我们可以通过调整模型的参数至少将其改进几个点,但是我将在另一篇文章中讨论。

Happy learning.

knn分类 knn_关于KNN的快速小课程相关推荐

  1. 【数据挖掘】K-NN 分类 ( 简介 | 分类概念 | K-NN 分类实例 | K-NN 分类准确度评估 | K-NN 分类结果评价指标 | 准确率 | 召回率 )

    文章目录 I . K-NN 简介 II . K-NN 分类 III . K-NN 分类实例 IV . K-NN 分类 准确性评估方法 V . 保持法 VI . kkk-交叉确认法 VII . K-NN ...

  2. knn分类 knn_实施的knn直观指南

    knn分类 knn kNN is one of the simplest algorithms of classification and, as a result, remains one of t ...

  3. KNN 分类算法原理代码解析

    作者 | Charmve 来源 | 迈微AI研习社 k-最近邻算法是基于实例的学习方法中最基本的,先介绍基x`于实例学习的相关概念. 基于实例的学习 已知一系列的训练样例,很多学习方法为目标函数建立起 ...

  4. Python实现knn分类算法(Iris 数据集)

    1.KNN分类算法 KNN分类算法(K-Nearest-Neighbors Classification),又叫K近邻算法,是一个概念极其简单,而分类效果又很优秀的分类算法. 他的核心思想就是,要确定 ...

  5. 机器学习算法之——K最近邻(k-Nearest Neighbor,KNN)分类算法原理讲解

    K最近邻(k-Nearest Neighbor,KNN)分类算法详解及Python实现 一.基于实例的学习 二.k-最近邻法 1. KNN算法概述 2. 基本思想 3. 有关KNN算法的几点说明 4. ...

  6. 【机器学习】机器学习算法之——K最近邻(k-Nearest Neighbor,KNN)分类算法原理讲解...

    k-最近邻算法是基于实例的学习方法中最基本的,先介绍基于实例学习的相关概念. 01 基于实例的学习 已知一系列的训练样例,很多学习方法为目标函数建立起明确的一般化描述:但与此不同,基于实例的学习方法只 ...

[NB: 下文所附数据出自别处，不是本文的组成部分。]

PR #1210, opened 2017-12-26
BL31: Output error log for friendly debugging

Leo-Yan:
If use assert() function it's easily to check condition is valid or not,
though the code is simple but we lose some debugging info from log.

This commit detects if it's the invalid index then it outputs more
debugging info, e.g. it can output priority number, index number,
interrupt number, so we can get more useful debugging info.

### DIFF
--- a/bl31/ehf.c
+++ b/bl31/ehf.c
@@ -52,7 +52,6 @@ static int pri_to_idx(unsigned int priority)
 
 	idx = EHF_PRI_TO_IDX(priority, exception_data.pri_bits);
 	assert((idx >= 0) && (idx < exception_data.num_priorities));
-	assert(IS_IDX_VALID(idx));
 
 	return idx;
 }
@@ -116,6 +115,11 @@ void ehf_activate_priority(unsigned int priority)
 	 */
 	cur_pri_idx = get_pe_highest_active_idx(pe_data);
 	idx = pri_to_idx(priority);
+	if (!IS_IDX_VALID(idx)) {
+		ERROR("Invalid index : req=0x%x idx=0x%x\n", priority, idx);
+		panic();
+	}
+
 	if ((cur_pri_idx != EHF_INVALID_IDX) && (idx >= cur_pri_idx)) {
 		ERROR("Activation priority mismatch: req=0x%x current=0x%x\n",
 				priority, IDX_TO_PRI(cur_pri_idx));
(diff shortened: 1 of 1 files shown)


bl31/ehf.c
```diff
@@ -408,14 +417,19 @@ static uint64_t ehf_el3_interrupt_handler(uint32_t id, uint32_t flags,
...
+	}
 
 	/* Validate priority */
 	assert(pri == IDX_TO_PRI(idx));
 
 	handler = RAW_HANDLER(exception_data.ehf_priorities[idx].ehf_handler);
 	if (!handler) {
-		ERROR("No EL3 exception handler for priority 0x%x\n",
-				IDX_TO_PRI(idx));
+		ERROR("No EL3 exception handler for intr 0x%x priority 0x%x\n",
```
jeenu-arm: PR #1209 suggests that the change is prompted by your receiving unconfigured interrupts. For that case, wouldn't this change (i.e. including the interrupt number) only suffice? Why alther explicit activations and deactivations for debugging output?

bl31/ehf.c
```diff
@@ -52,7 +52,6 @@ static int pri_to_idx(unsigned int priority)
 
 	idx = EHF_PRI_TO_IDX(priority, exception_data.pri_bits);
 	assert((idx >= 0) && (idx < exception_data.num_priorities));
-	assert(IS_IDX_VALID(idx));
```
jeenu-arm: At this point, we have both the index an prioirty values here, so if at all, why not print the information here rather than duplicating error messages from the caller?

Leo-Yan: At here we only can print out index value, but cannot print the interrupt number.

bl31/ehf.c
Leo-Yan: Yes, the change in function ehf_el3_interrupt_handler() is the main purpose. But all these three functions have called pri_to_idx(), we can change pri_to_idx() function so can let the program to run to here and print out interrupt number.

davidcunado-arm:
@Leo-Yan 
From @jeenu-arm review, it's not clear what the rationale for this change is? Please could you provide some more background?

If the issue is that you'd like the index as well as the interrupt number logged when the assert in pri_to_idx fires, then the patch should look to update the assert - e.g. could replace the assert with some code guarded by ENABLE_ASSERTIONS.

davidcunado-arm:
@Leo-Yan 
I'm going to close this PR - please re-open if needed.

PR #1214, opened 2018-01-04
Workarounds for CVE-2017-5715 on Cortex A57/A72/A73 and A75

dp-arm:


vwadekar:
Acked-by: Varun Wadekar <vwadekar@nvidia.com>

afaerber:
For reference I have backported the three patches to v1.4 here:
https://build.opensuse.org/package/show/hardware:boot/arm-trusted-firmware

afaerber:
Also possibly helpful to readers, I've begun tracking some of the non-mainline forks of ATF for potential backports here:
https://bugzilla.suse.com/show_bug.cgi?id=1074741

prime-zeng:
Why not disable Dcache to solve this problem?

danh-arm:
> Why not disable Dcache to solve this problem? I don't think we have too much data to process in ATF

Sorry, I'm not sure what you're proposing. I guess you don't mean permanently disable the D$ in TF as that would catastrophically affect performance?

iwishguo:
Hi,

There was another patch to enable invalidating BTB when we saw this pull request several days ago, but we can't find it now. Is this patch dropped? If it is, could you tell us what the reason is?
Thanks,

Gary

danh-arm:
> There was another patch to enable invalidating BTB when we saw this pull request several days ago, but we can't find it now. Is this patch dropped? If it is, could you tell us what the reason is?

Sorry about that. Yes, this patch is dropped, although we didn't intend to do that until the final version of this PR. The reason is that there is an A57 erratum (833069) that when "Disabling MMU Translation with CPUACTLR_EL1 "Enable Invalidates of BTB" bit set can cause Invalidate by PA or VA to fail". Also, we now believe there is no requirement for higher level software to induce BTB invalidation by using the `IC IALLU` instruction, since other methods are available and preferred.

We believe this version of the PR is working correctly, but we are still trying to understand why the context overlaying in the previous version didn't work, and to optimize this PR if possible.

I will update the TFV-6 security advisory so it is aligned with this PR.

vsiles:
> Also, we now believe there is no requirement for higher level software to induce BTB invalidation by using the IC IALLU instruction, since other methods are available and preferred.

If we are talking about Variant 2, could you point me to these other methods that are available and preferred for EL2 (aarch64) and EL1S (aarch32/aarch64) ? Since `BPIALL` is no longer available in aarch64 and I can't easily shut off and on the MMU at EL1S, I'm not sure how to address the problem at these levels.

danh-arm:
> If we are talking about Variant 2, could you point me to these other methods that are available and preferred for EL2 (aarch64) and EL1S (aarch32/aarch64) ? Since BPIALL is no longer available in aarch64 and I can't easily shut off and on the MMU at EL1S, I'm not sure how to address the problem at these levels.

If you can't easily shut off and on the MMU (the preferred solution for A57 and A72), then you can call into firmware or the Trusted OS to do the branch predictor invalidation for you. With this PR, you can call any SMC to induce branch predictor invalidation in TF at EL3. `PSCI_VERSION` is used by the Linux kernel for this purpose.

In future, we are looking to define a specific SMC for this branch predictor invalidation, which will be discoverable by the normal world. Details of this are TBC and will follow merging of this PR.

lib/cpus/aarch64/workaround_cve_2017_5715_bpiall.S
```diff
@@ -0,0 +1,372 @@
...
+	         MODE32_svc << MODE32_SHIFT)
+
+	/*
+	 * VBAR_EL3 points to vbar1 which is the vector table
+	 * used while the workaround is executing.
+	 */
+	.quad	workaround_bpiall_vbar1_runtime_exceptions
+
+	/* Setup SCTLR_EL1 with MMU off and I$ on */
+	.quad	SCTLR_AARCH32_EL1_RES1 | SCTLR_I_BIT
```
dp-arm: Enabling the instruction cache in S-EL1 is the only difference between this patch and the previous one.  This change gave a measurable performance boost of about 10%.

danh-arm:
Note this latest version of the PR adds another patch to use a PFR0 ID field to determine whether to apply the variant 2 workaround on Cortex-A75. This means the workaround will be skipped in a future fixed hardware revision.

> When do you plan to merge this PR?
We intend this to be the final version and will merge later today if there are no other comments.

davidcunado-arm:
jenkins: test this please

davidcunado-arm:
NOTE - check failure is minor issue in static analysis where the quad-cluster-core version of BL31 is exceeding RAM limits; is has been resolved in an earlier patch but it has not been merged into master yet.

davidcunado-arm:
jenkins: test this please

davidcunado-arm:
jenkins: test this please

vwadekar:
Thanks David.

davidcunado-arm:
No probs! Patch is now in master - enjoy! :)

PR #1215, opened 2018-01-09
spd: tlkd: support for "NS memory ranges" function ID

vwadekar:
This patch adds support to receive function ID with NS world's
memory ranges to provide the memory snapshot to TLK.


davidcunado-arm:
jenkins: test this please

PR #1219, opened 2018-01-10
SPM: Fix version header definitions

antonio-nino-diaz-arm:
Rename SP_VERSION macros to MM_VERSION, which is the name used in the MM specification [1]. Also, a few more helper macros have been added.

MM-specific definitions have been moved to their own header file.

[1] http://infocenter.arm.com/help/topic/com.arm.doc.den0060a/DEN0060A_ARM_MM_Interface_Specification.pdf


davidcunado-arm:
jenkins: test this please

PR #1360, opened 2018-04-23
Add support for the SMC Calling Convention 2.0

antonio-nino-diaz-arm:
Due to differences in the bitfields of the SMC IDs, it is not possible to support SMCCC 1.X and 2.0 at the same time.

The behaviour of `SMCCC_MAJOR_VERSION` has changed. Now, it is a build option that specifies the major version of the SMCCC that the Trusted Firmware supports. The only two allowed values are 1 and 2, and it defaults to 1. The value of `SMCCC_MINOR_VERSION` is derived from it.

Note: Support for SMCCC v2.0 is an experimental feature to enable prototyping of secure partition specifications. Support for this convention is disabled by default and could be removed without notice.

### DIFF
--- a/Makefile
+++ b/Makefile
@@ -378,6 +378,16 @@ ifeq ($(BL2_AT_EL3)-$(BL2_IN_XIP_MEM),0-1)
 $(error "BL2_IN_XIP_MEM is only supported when BL2_AT_EL3 is enabled")
 endif
 
+# SMC Calling Convention checks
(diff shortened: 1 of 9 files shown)


dp-arm:
jenkins: test this please

jeenu-arm:
jenkins: test this please

jeenu-arm:
jenkins: retest this please

PR #1362, opened 2018-04-24
Remove dtc warnings

robertovargas-arm:
DTC generates warnings when unit names begin with 0, or
when a node containing a reg or range property doesn't have a unit name
in the node name. This patch fixes those cases.

Change-Id: If24ec68ef3034fb3fcefb96c5625c47a0bbd8474


dp-arm:
jenkins: test this pelase

danh-arm:
jenkins: retest this please

PR #1366, opened 2018-04-30
checkpatch: Ignore SPDX_LICENSE_TAG

antonio-nino-diaz-arm:
The Linux kernel expects the SPDX license tag in the first line of each source code file in a comment.

In the context of the Linux kernel repository this makes sense because they have many different license headers across their codebase. Moving the tag to the first line of the source code files makes it easier for analyzers to see the license of each file.

In the Trusted Firmware, we control all headers and make sure that they follow the same pattern, so this is not needed.

Fixes: https://github.com/ARM-software/tf-issues/issues/581

### DIFF
--- a/.checkpatch.conf
+++ b/.checkpatch.conf
@@ -36,6 +36,10 @@
 # This is not Linux so don't expect a Linux tree!
 --no-tree
 
+# The Linux kernel expects the SPDX license tag in the first line of each file.
+# We don't follow this in the Trusted Firmware.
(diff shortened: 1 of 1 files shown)


antonio-nino-diaz-arm:
The discussion about this patch is in this issue: https://github.com/ARM-software/tf-issues/issues/581

danh-arm:
Build error is due to transient Coverity problem. Otherwise OK.

PR #1371, opened 2018-05-02
smccc: Fix checkpatch error in header file

antonio-nino-diaz-arm:


danh-arm:
The only test failure was a Coverity issue as a result of a previous change, not this one.

PR #1376, opened 2018-05-08
lib: el3_runtime: initialise actlr_el1 to hardware defaults

vwadekar:
The context management library initialises the CPU context for the
secure/non-secure worlds to zero. This leads to zeros being stored
to the actual registers when we restore the CPU context, during a
world switch. Denver CPUs dont expect zero to be written to the
implementation defined, actlr_el1 register, at any point of time.
Writing a zero to some fields of this register, results in an
UNDEFINED exception.

This patch bases the context actlr_el1 value on the actual hardware
register, to maintain parity with the expected settings

Change-Id: I1c806d7ff12daa7fd1e5c72825494b81454948f2

### DIFF
--- a/lib/el3_runtime/aarch64/context_mgmt.c
+++ b/lib/el3_runtime/aarch64/context_mgmt.c
@@ -65,7 +65,7 @@ static void cm_init_context_common(cpu_context_t *ctx, const entry_point_info_t 
 	uint32_t scr_el3, pmcr_el0;
 	el3_state_t *state;
 	gp_regs_t *gp_regs;
-	unsigned long sctlr_elx;
+	unsigned long sctlr_elx, actlr_elx;
 
 	assert(ctx);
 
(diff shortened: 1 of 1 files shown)


danh-arm:
jenkins: test this please

danh-arm:
IP Review: +1

vwadekar:
@danh-arm 

Can you please let me know why we see "All checks have failed" error message?

antonio-nino-diaz-arm:
There's a Coverity defect related to this patch, and some others that aren't. This is the one that you can fix:

File | Function | Line number | Checker | Description 
-- | -- | -- | -- | --
el3_runtime/aarch64/context_mgmt.c | cm_init_context_common | 184 | MISRA C-2012 Rule 20.7 | [Required]  MISRA C-2012 Rule 20.7 violation: When calling macro "write_ctx_reg",  its associated arguments shall be enclosed in parentheses.

The fix is something like this:

https://github.com/ARM-software/arm-trusted-firmware/blob/085e80ec111b2ab3607f0f38f6ef0062922bc196/include/lib/aarch64/smccc_helpers.h#L40

vwadekar:
@antonio-nino-diaz-arm 

Thanks. Pushed updated patch

dp-arm:
jenkins: test this please

PR #1378, opened 2018-05-10
CVE-2017-5715 mitigation for Denver CPUs

vwadekar:


lib/cpus/aarch64/denver.S
```diff
@@ -1,16 +1,152 @@
...
+	 * This register is accessed using MSR 3, 0, 15, 0, 6
+	 * and is only implemeted by Denver CPUs with MIDR
+	 * Primary Part number < 4.
+	 * -------------------------------------------------
+	 */
+	mrs	x0, midr_el1
+	lsr	x0, x0, #MIDR_PN_SHIFT
+	and	x0, x0, #MIDR_PN_MASK
+	tst	x0, #4
+	bne	1f
```
dp-arm: you are doing a branch here before invalidating the BP.  Maybe you can use cmp/csel instead.

dp-arm: If you cannot access this register on revisions that don't implement the mitigation, I guess you would have to move the id check before selecting the workaround vector table.

vwadekar: @dp-arm 

The cpu_check_csv2 macro does something similar, so thought of keeping this logic here for Denver. Please let me know if my understanding is incorrect

vwadekar:
@dp-arm 

Updated the PR to fix review comments.

dp-arm:
jenkins: test this please

dp-arm:
@vwadekar just realized, you need to use the declare_cpu_ops_workaround_cve_2017_5715
macro to set the check function which will report to higher layers whether the core is mitigated or not.

This is necessary to comply with the firmware mitigation specification. Check how it is done for Cortex A72 as an example.

dp-arm:
@vwadekar you can send that as a separate patch of course.

vwadekar:
@dp-arm 

Pushed PR #1388 to use the macro

PR #1379, opened 2018-05-11
Fix incorrect NSRAM memory map region for SGI-575

CJKay:
SGI-575's NSRAM memory map region is currently out of alignment with its architectural specification.


dp-arm:
jenkins: test this please

PR #1380, opened 2018-05-11
Fix incorrect number of reserved memory map entries for Arm platforms

CJKay:


dp-arm:
jenkins: test this please

PR #1384, opened 2018-05-15
for rk3399 suspend/resume

rkchrome:
All the m0 code run in SRAM before, but we need to watch PMU_POWER_ST
when SOC enter into FSM, and SRAM will shutdown during this time, so
this code need run in PMUSRAM. But PMUSRAM only 8K space, we can not
put all the m0 binary into PMUSRAM, Split the M0 binary into two, dram
part still run in SRAM, and suspend part run in PMUSRAM.


paulmenzel:
The merge/pull request summary is only from the second commit, isn’t it?

Also, could you please add problem descriptions? Does supend/resume currently not work?

rkchrome:
Paul, we need all three patches. I have update the comment, if not shutdown Logic power rail, suspend/resume is stable with now process, but if shutdown Logic powr rail, we need these three patches to make suspend/resume working.

PR #1372, opened 2018-05-02
Arm platforms: Migrate to multi console driver

antonio-nino-diaz-arm:
In AArch64 builds, Arm platforms have moved to the multi console driver for regular operation. They still use the raw console driver functions for the crash console.

Also, fix an issue when registering the same console struct twice.

PR #1385, opened 2018-05-15
Revert "plat/arm: Migrate AArch64 port to the multi console driver"

antonio-nino-diaz-arm:
This reverts commit 2f18aa1fa35305f8feec25867473d30975b242fe.

It is causing some tests to fail. Until the cause is found and fixed, it is needed to remove this commit from master.


antonio-nino-diaz-arm:
The reason why this wasn't found before and the other PR (https://github.com/ARM-software/arm-trusted-firmware/pull/1372) was merged is that only the extensive tests that run on integration were able to find the bug.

  7. python分类算法_用Python实现KNN分类算法

    本文实例为大家分享了Python KNN分类算法的具体代码,供大家参考,具体内容如下 KNN分类算法应该算得上是机器学习中最简单的分类算法了,所谓KNN即为K-NearestNeighbor(K个最邻 ...

  8. OpenCV——KNN分类算法 摘

    KNN近邻分类法(k-Nearest Neighbor)是一个理论上比较成熟的方法,也是最简单的机器学习算法之一. 这个算法首先贮藏所有的训练样本,然后通过分析(包括选举,计算加权和等方式)一个新样本 ...

  9. k近邻算法(KNN)-分类算法

    k近邻算法(KNN)-分类算法 1 概念 定义:如果一个样本在特征空间中的k个最相似(即特征空间中最邻近)的样本中的大多数属于某一个类别,则该样本也属于这个类别. k-近邻算法采用测量不同特征值之间的 ...

最新文章

  1. VS2005工程的Device右边内容为空问题
  2. CSS垂直翻转/水平翻转提高web页面资源重用性
  3. 除了TensorFlow、PyTorch,还有哪些深度学习框架值得期待?
  4. 群晖按装mysql_如何连接群晖里的MYSQL数据库
  5. 【ZOJ - 3778】Talented Chef(贪心)
  6. C#多线程窗体控件安全访问实现方法
  7. 吴恩达机器学习 8.应用机器学习的建议
  8. JavaScript错误与异常
  9. 放大器的频率特性(2)-- 共源极的频率特性
  10. ACM-ICPC 2018 北京赛区网络预赛 Tomb Raider(暴力)
  11. 一个二线城市程序员的昨天、今天和明天【坐标:河北石家庄】
  12. python 按行读取_python按行读取
  13. Gini和AUC的关系(Gini=2AUC-1真的成立吗?)
  14. 树莓派外挂ESP32-USB
  15. Unity Shader - 伪次表面散射模拟
  16. 关于人工神经网络的论文,人工神经网络参考文献
  17. 深度学习入门笔记(十六):计算机视觉之边缘检测
  18. Linux内核及其发行版本
  19. js获取当前日期及下一天日期
  20. C++中tan、atan、sin、cos等三角函数用法的代码演示及结果,注意角度和弧度的转换!

热门文章

  1. linux 单用户密码修改
  2. rabbitmq channel参数详解【转】
  3. MMU内存管理单元(看书笔记)
  4. iframe css练习
  5. SQL 必知必会·笔记14更新和删除数据
  6. 防止SQL SERVER的事件探查器跟踪软件
  7. LVS原理介绍及安装过程
  8. portainer容器可视化管理部署简要笔记
  9. pytest自动化6:pytest.mark.parametrize装饰器--测试用例参数化
  10. Springboot(2.0.0.RELEASE)+spark(2.1.0)框架整合到jar包成功发布(原创)!!!